Liu from ANZ Banking, however, feels that the comprehensive reform package may weigh down China's economic growth in the short term.

"We maintain our view that the Chinese authorities could lower the growth target for the next year to 7 percent," Liu says. The target for this year is 7.5 percent.

Although China's growth rate will slow, it will not undermine its huge influence on the global economy, Liu says. The urbanization drive means that demand for housing, infrastructure, energy and agricultural products will continue to grow in China.

Nerve center

An important outcome of the Third Plenum was the decision to set up a state security committee to deal with the rising threats from home and abroad. Although very little information is available about the committee, experts say that it will form the highest level of security coordination in China.

The statement also urged the introduction of systems to effectively prevent and end social disputes and to further improve public security.

Li Wei, director of the anti-terrorism center at the China Institutes of Contemporary International Relations, says it is unlikely that the committee will remove power from existing state departments.

"Instead, it will probably be an organization that has the power to coordinate government organs at the highest level to respond to a major emergency and incidents that pose threats to national security, such as border conflicts and major terrorist attacks," he says.

Experts say China is facing increased social conflict due to a widening wealth gap and corruption. Threats from terrorism have also spread to the political heart of the country from remote border areas.

"China desperately needs an organization such as the committee to develop long-term national strategies to tackle the problem from its roots," Li from China Institutes says.

"Having a state security committee has become a must for big countries around the world," says a recent commentary carried by the overseas edition of the People's Daily.

The US set up its National Security Council in 1947, while many other countries, such as Russia, France and Israel, have similar institutions.

The article says that competition in comprehensive national power nowadays is not restricted to hard power but also "major countries' capabilities of policymaking, coordination and implementation of diplomatic and security affairs".

It says the committee will stress "initiative, timeliness and coordination" in handling the nation's major security affairs.

The body will become the "nerve center" of policymaking and coordination on national security issues, it says.

"China is growing from a regional power to a global power, and it is time for it to set up its national security concept and a corresponding mechanism," says Ruan Zongze, vice-president of the China Institute of International Studies.

The security committee will take the nation's interests in many areas into account, he says. "It will stand at a higher point and have a more comprehensive sight."

Luo Yuan, a retired major general and military expert, says it has been quite a long time since people started talking about establishing such a security body. He and some national law makers and political advisers have delivered such proposals. "Now the time is ripe to set up such a body."

Luo says in his proposal that the committee, led by major Chinese leaders, should cover "the comprehensive security system" that includes areas such as the military, domestic security, diplomacy, economy and finance.

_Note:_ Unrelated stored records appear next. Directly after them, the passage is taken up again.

PR #5248, opened 2025-05-15
ast: isAssignableFrom return true even if boxing is required

michaellilltokiwa:
we have variants `isAssignableFromWithoutTagging/Boxing`


fridis:
would be good to document (or even check with a precondition) which of the `isAssignableFrom*` methods should be called in which phase, but this might require an additional arguments like the feature that contains the assignment whose state could be checked.

PR #5254, opened 2025-05-15
lib: unify syntax `t(arg)` => `(t arg)`

michaellilltokiwa:


modules/base/src/Sequence.fz
```diff
@@ -642,7 +642,7 @@ public Sequence(public T type) ref : property.countable is
   # ages := map (Sequence i32) human i32 (x -> x.age)
   # gt_ten := filter (Sequence i32) i32 (x -> x > 10)
   # xf := ages ∘ gt_ten
-  # say ([human(4), human(12), human(30)].into xf) # [12,30]
+  # say ([(human 4), (human 12), (human 30)].into xf) # [12,30]
```
fridis, line 645:
```suggestion
  # say ([human 4, human 12, human 30].into xf) # [12,30]
```

fridis (changes requested):
Good, but found some parentheses that can be removed.

fridis (approved):

PR #5273, opened 2025-05-19
lib: add `concur.Channel`

michaellilltokiwa:
a Channel can be used to send values to another thread

### DIFF
--- a/modules/base/src/concur/Receiving_Channel.fz
+++ b/modules/base/src/concur/Receiving_Channel.fz
@@ -27,5 +27,5 @@ public Receiving_Channel(T type) ref is
 
   public has_next option T => abstract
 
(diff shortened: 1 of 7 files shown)


modules/base/src/concur/Receiving_Channel.fz
```diff
@@ -0,0 +1,31 @@
...
+# -----------------------------------------------------------------------
+
+# an interface for a receive only Channel
+#
+public Receiving_Channel(T type) ref is
+
+  public has_next option T => abstract
+
+  public type.select(ch array (Channel T)) option T =>
+    panic "NYI"
```
michaellilltokiwa, line 31:
```suggestion
  # public type.select(ch array (Channel T)) option T =>
  #   panic "NYI"
```

PR #5280, opened 2025-05-20
ast: fix #5263 by creating an error message that explains partial application

### LINKED ISSUE #5263: Confusing error when calling `infix <|`
Try this
```
 > ./build/bin/fz -e 'say <| .byte_length <| "hi"'

command line:1:5: error 1: Different count of arguments needed when calling feature
say <| .byte_length <| "hi"

Feature not found: 'infix <|' (3 arguments)
Target feature: 'universe'
In call: '<|'
To solve this, you might change the actual number of arguments to match the feature 'infix <|'  (2 type arguments, 2 value arguments) at {base.fum}/pipes.fz:162:8:
public infix <| (A, R type, f A->R, a A) R =>
To call 'infix <|' you must provide 4 arguments. The type arguments may be omitted or `_` may be used in place of a type argument.


one error.
```
It is clear that this currently does not work due to `<|` being left-associative (#4253), but I do not see how this small example calls `infix <|` with 3 arguments. Maybe the error should list the arguments that where found to clarify this.

fridis:
Also added a regression test for this error.

### DIFF
--- a/src/dev/flang/ast/AstErrors.java
+++ b/src/dev/flang/ast/AstErrors.java
@@ -157,7 +157,7 @@ public class AstErrors extends ANY
   }
   static String s(Expr e)
   {
-    return expr(e.sourceRange().sourceText());
+    return expr(e.sourceText());
   }
   static String s(AbstractAssign a)
   {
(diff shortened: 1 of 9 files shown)


maxteufel (changes requested):
Please update the failing tests accordingly.

maxteufel (approved):

PR #5291, opened 2025-05-22
lib: net, move read/write-handler from channel to connection

michaellilltokiwa:


michaellilltokiwa:
> Looks good. Do you have any rationale for this?

It seemed cleaner to me to define these handlers closer to their actual usage.

PR #5293, opened 2025-05-22
ast: AbstractType replace refOrVal by mode

michaellilltokiwa:
`mode` of a type is one of `ThisType`, `RefType`, `ValueType`.
`AbstractType.mode` replaces the methods `isRef` and `isThisType`.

Shada Islam from Friends of Europe, a Brussels-based think tank, says: "I think it's not a surprise that China wants to create one, especially in a complex international environment.

Contact the writers through huyuanyuan@chinadaily.com.cn

Zhao Yinan contributed to this story.

Gear change

Gear change

President Xi Jinping, Premier Li Keqiang and other members of the Standing Committee of the Political Bureau of the CPC Central Committee vote for a reform plan at the Third Plenum. Lan Hongguang / Xinhua

( China Daily Africa Weekly 11/15/2013 page1)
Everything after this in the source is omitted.